Oh poor unthinking, human heart! Error will not go away. Logic and reason are slow to penetrate. We cling both arms to false hope, refusing to believe the weightiest proof against it, embracing it with all our strength. In the end it escapes, ripping our veins and draining our heart’s blood; until regaining consciousness, we rush to fall into snares of delusion all over again.
-RABINDRA NATH TAGORE
The day one is born; one is entitled to so many relations…son/daughter, brother/sister, nephew/niece, grandson/granddaughter, sibling, etc. Then as one grows up, one is acquainted with the other relations as well. The primary one being that of parents and grandparents and baby-sitters, if you were doomed enough. Then of course, stupid relatives and aunts pulling your cheeks, if you were doomed enough to have chubby cheeks. Teachers to guide you, friends to support you, siblings to fight and play with you, boyfriend/girlfriend (if you are lucky enough, in that case!) to love you, your husband/wife (if at all, you wish to, or manage to survive by then) to entwine your fingers, your in-laws(if they are kind enough) your kids to flourish a smile on your face, your son/daughter in law, your grandchildren…and you greeting death sans teeth! SCARY! Absurd and pointless, isn’t it?

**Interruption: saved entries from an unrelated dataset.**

PR #685, opened 2017-04-06
User must verify account again after changing email

splitt3r:
If the `site.registration.require_email_verification` config value is `true` the user must validate the account again after changing the email address, This prevents users from entering fake emails after the account is verified once.

### DIFF
--- a/.gitignore
+++ b/.gitignore
@@ -1,5 +1,7 @@
 # Ignores my text editor metadata
 *.komodoproject
+*.iml
+.idea/
 
 # Ignores Mac metadata.  You can configure this globally if you use a Mac: http://islegend.com/development/setting-global-gitignore-mac-windows/
 .DS_Store
@@ -20,7 +22,7 @@ app/logs/*
 app/sessions/*
 
 # Ignore bower vendor assets
-/app/sprinkles/*/assets/vendor/
+app/sprinkles/*/assets/vendor/
 
 # Ignore sprinkles.json config file
 app/sprinkles.json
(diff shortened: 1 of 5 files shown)


alexweissman:
So, what's the workflow like with this?  When they change their email address, they immediately get logged out and then have to reverify the address before they can sign back in?  I'm not sure that would result in the best user experience.

splitt3r:
Yeah perhaps to aggressive. I will try to figure out a better way to do this.

alexweissman:
I have an idea.

alexweissman:
I've seen a lot of sites that have a "primary email address", and then one or more secondary email addresses.  We could do something like this:

- primary email address is stored in the `users` table;
- secondary email addresses are stored in a separate table that also keeps track of their verification statuses;
- primary email address must be a verified email address;
- you must always have a primary address;
- the primary email address can be changed, but only to a secondary email address that has already been verified.

Still, I'm not sure if this is necessarily something we need to implement in core.  It would make a really good community Sprinkle for sure.

splitt3r:
The Idea may be a good community sprinkle but i think the main thing is an important bug. UF has the E-Mail login Option but i can change my email to an unverified one. So if i know wich E-Mail you are using for login that could make problems.

lcharette:
Could your fix be activated by a setting?

I do prefer Alex solution, but as something built in. GitHub uses a similar method. 

or could be a mix of both. You change your email, but the old one is not replaced with the new one (old one get removed) until the new one is verified.

splitt3r:
I think saving the old email until the new one is verified is a good way to go :) perhaps we could use the throttle data field to save the new one and update the profile field afer the verification succeeds. I will have a look at it after the weekend.

alexweissman:
Incidentally, this is a useful article about the rationale behind requiring email verification in the first place: http://softwareengineering.stackexchange.com/questions/232562/why-do-most-sites-require-email-activation

alexweissman:
@splitt3r can you open a new issue, and summarize the relevant details of our proposed solutions, so we don't lose track of this?

splitt3r:
yep

PR #687, opened 2017-04-07
Update sign-in.js

x00x70:
Removes leading slashes from redirect string and also excess trailing slashes to make URIs look pretty :)


alexweissman:
Looks great, thanks!

PR #691, opened 2017-04-12
Hotfix for ufTable

splitt3r:
The attribute `data-sortlist="[[0, 1]]"` should indicate wich column should be used to sort the table by default. But indeed it doesn´t as you can see in the url `../admin/activities#&sort[table-activities][occurred_at]=desc&page[table-activities]=1&size[table-activities]=10` because `occurred_at` is the first column and not the second. This PR fixes that.


lcharette:
So... I figure out this fix is not needed?

splitt3r:
Created the pr to fast :D this does not correctly fix the problem.

lcharette:
The table sorter has some weird caching going on. Try clearing the table sorter local storage from the browser console and then reload the page. You'll be sure to have the _real_ default sort.

(That cache is also very annoying when you remove a column -_-' )

alexweissman:
Tablesorter also has an `updateCache` method: https://mottie.github.io/tablesorter/docs/example-update-all.html

PR #606, opened 2017-01-08
Added docker configuration

fullergalway:
Added an easy way to try out userfrosting by deploying with docker.

PR #696, opened 2017-04-19
Add docker-compose file for quick start.

colinmollenhour:
Inspired by #606 I set out to dockerize UserFrosting for a quick development environment. However, my implementation is quite a bit different from #606.


alexweissman:
Hey @colinmollenhour, do you have a lot of experience with Docker?  I'd like to discuss this in [chat](https://chat.userfrosting.com) to talk about deployment strategies more generally.  Could you join us when you get a chance?

PR #2594, opened 2022-02-24
Groups Templating System

MrinallU:
- Implement Template System
- Format 7ca952a
- Implement Template System
- Remove function
- merge content changes
- feat: individual problem templating system

- [x] I have tested my code.


MrinallU:
@maggie-j-liu So the individual problem templating works now, I won't be able to work on the full group template becuase I am very busy this week.

maggie-j-liu (approved):
i think this looks good, @thecodingwizard do you want to review?

src/components/Groups/GroupPage/FeedItem.tsx
```diff
@@ -77,11 +92,121 @@ export default function FeedItem({
...
+      setMap(new Map(map.set(g.id, new MapData(true, g))));
+      console.log(map.get(g.id).used);
+    }
+    console.log(map.size);
+  }
+
+  async function exportSelectedPosts() {
+    const type = post.type;
+    const defaultPost: Omit<PostData, 'timestamp'> = {
+      name: post.name,
```
thecodingwizard, line 144: we can potentially load the problems from firebase in this function

thecodingwizard (changes requested):

MrinallU:
@maggie-j-liu @thecodingwizard I believe this should be fine?

thecodingwizard (changes requested):
I think we're getting there! However, to help make it easier to maintain in the future:

- The code necessary for the modal, export the post, etc is quite significant, and probably doesn't belong in `FeedItem.tsx`
- We're loading all the problems for the post in `FeedItem.tsx`. This is quite inefficient, because when we go to the group page, we have one feed item for every post (and there can be a significant number of posts). Then, for every post we're loading every problem for that post. This means that when we go to the group page we end up loading every single problem for that group (which is a lot!) We don't do anything with the problems unless the user decides to export the post (which is a rare action), so we shouldn't load the problems until we actually have to.

Here's one way to address these issues:

1. Create a new file just for the modal, `PostExportModal.tsx` or something. This exports a component for the modal that accepts a limited number of props (such as `isOpen`, `onClose`, `groupID`, `postID` etc). 
2. Move the modal JSX as well as the logic for exporting the problems into `PostExportModal.tsx`. The only new code added to `FeedItem.tsx` for this feature should be to render the PostExportModal.tsx, show a "Export Post" button in the dropdown, and a `isExportPostModalOpen` state needed to control whether the post export modal is open. Everything else goes to `PostExportModal.tsx`. These two steps helps address issue #1 above.
3. In `PostExportModal.tsx`, instead of having a `useEffect` that subscribes to problems, move the code to fetch the problems for the post into the `exportSelectedPosts` function. That way, the problems are only fetched when the user actually decides to export the posts (or at least when the user opens the export post modal), not before.

Let me know if anything doesn't make sense, and thanks for working on this issue!

MrinallU:
> I think we're getting there! However, to help make it easier to maintain in the future:
> 
> * The code necessary for the modal, export the post, etc is quite significant, and probably doesn't belong in `FeedItem.tsx`
> * We're loading all the problems for the post in `FeedItem.tsx`. This is quite inefficient, because when we go to the group page, we have one feed item for every post (and there can be a significant number of posts). Then, for every post we're loading every problem for that post. This means that when we go to the group page we end up loading every single problem for that group (which is a lot!) We don't do anything with the problems unless the user decides to export the post (which is a rare action), so we shouldn't load the problems until we actually have to.
> 
> Here's one way to address these issues:
> 
> 1. Create a new file just for the modal, `PostExportModal.tsx` or something. This exports a component for the modal that accepts a limited number of props (such as `isOpen`, `onClose`, `groupID`, `postID` etc).
> 2. Move the modal JSX as well as the logic for exporting the problems into `PostExportModal.tsx`. The only new code added to `FeedItem.tsx` for this feature should be to render the PostExportModal.tsx, show a "Export Post" button in the dropdown, and a `isExportPostModalOpen` state needed to control whether the post export modal is open. Everything else goes to `PostExportModal.tsx`. These two steps helps address issue #1 above.
> 3. In `PostExportModal.tsx`, instead of having a `useEffect` that subscribes to problems, move the code to fetch the problems for the post into the `exportSelectedPosts` function. That way, the problems are only fetched when the user actually decides to export the posts (or at least when the user opens the export post modal), not before.
> 
> Let me know if anything doesn't make sense, and thanks for working on this issue!

Got it, thank you for the feedback!

thecodingwizard (changes requested):
Were you able to address step 3 above?

> In PostExportModal.tsx, instead of having a useEffect that subscribes to problems, move the code to fetch the problems for the post into the exportSelectedPosts function. That way, the problems are only fetched when the user actually decides to export the posts (or at least when the user opens the export post modal), not before.

it seems like problems are still being loaded on every render

PR #2597, opened 2022-02-24
Add a √n log n time complexity for n ≤ 10¹²

megargayu:
I was recently looking at some previous USACO Silver problems and stumbled upon [2020 January Contest - Loan Repayment](http://www.usaco.org/index.php?page=viewproblem2&cpid=991), which uses the limit <code>1 ≤ N ≤ 10<sup>12</sup></code>. According to [the editorial](http://www.usaco.org/current/data/sol_loan_silver_jan20.html):
> As the numbers in the statement are up to <code>10<sup>12</sup></code>, not <code>10<sup>18</sup></code>, **this suggests that some sort of √N factor is involved.**

It turns out that the time complexity of the intended solution to that problem is √N log N (using binary search on a function with an O(√N) time complexity).

However, on the [Time Complexity](https://usaco.guide/bronze/time-comp?lang=cpp) page, there is no mention of a <code>10<sup>12</sup></code> time complexity. I feel this will be helpful to include in the chart (even if this might be rare), so here is the pull request! I am not sure if it should be <code>10<sup>12</sup></code> or some higher value, though - I'm just going off of the problem I mentioned above.

- [x] I have tested my code.

### DIFF
--- a/content/2_Bronze/Time_Comp.mdx
+++ b/content/2_Bronze/Time_Comp.mdx
@@ -418,6 +418,7 @@ check whether an algorithm is viable.
 | $n \le 7 \cdot 10^4$ | $\mathcal{O}(n \sqrt n)$                                         |
 | $n \le 5 \cdot 10^5$ | $\mathcal{O}(n \log n)$                                          |
 | $n \le 5 \cdot 10^6$ | $\mathcal{O}(n)$                                                 |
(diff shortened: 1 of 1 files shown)


SansPapyrus683:
imo this complexity is too niche to be put on the graph, but idk lol

andrewwangva:
I agree with @SansPapyrus683. At this point, you shouldn't be memorizing sqrt(n)log(n) and instead be able to estimate the amount of operations/time it takes for niche complexities.

PR #2713, opened 2022-04-28
Fix semicolon and uninitialized variable

SnowballSH:
In the Knuth–Morris–Pratt algorithm C++ solution for "String Matching", the code does not work due to:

But yeah, most of us waste our lives, as if they were pointless, as if they were for granted. No, don’t take it the wrong way…not by not achieving what one wants in life. How many times does one actually live one’s life according to one’s own wish and not let others dictate one in the path that one endeavours to follow? I love photography! But, will my parents let me choose it as a career? I don’t want him/her to go away from me. It hurts my feelings. Will my boyfriend/girlfriend understand it for once? I want to wear this one piece dress; it’s so cool! But will my uncles/aunts like it enough? I love that diamond ring…it’s so beautiful that it’ll make all my friends jealous of me! But, will my husband be able to afford it enough? I may look damn sexy and provoking in that shirt! But will my wife like it enough? As a kid, I really wanted to go to Paris. But then, will my account balance be sufficient enough? Oh no! I am suffering with leukaemia! But will the insurance amount for my family be enough?
No, it’s not sarcasm that I meant. But yeah, we actually need to ponder over it. Every time we have to make a choice, we are obliged or rather scared of what others around us will think about us. How would they react? How would they feel? Why not live life as you want to? Why not tell life…that it wasn’t you that were gifted to me…rather, it was I who was gifted to you. And yes, the old adage; “What is this life if full of care… we have no time to stand and stare…?”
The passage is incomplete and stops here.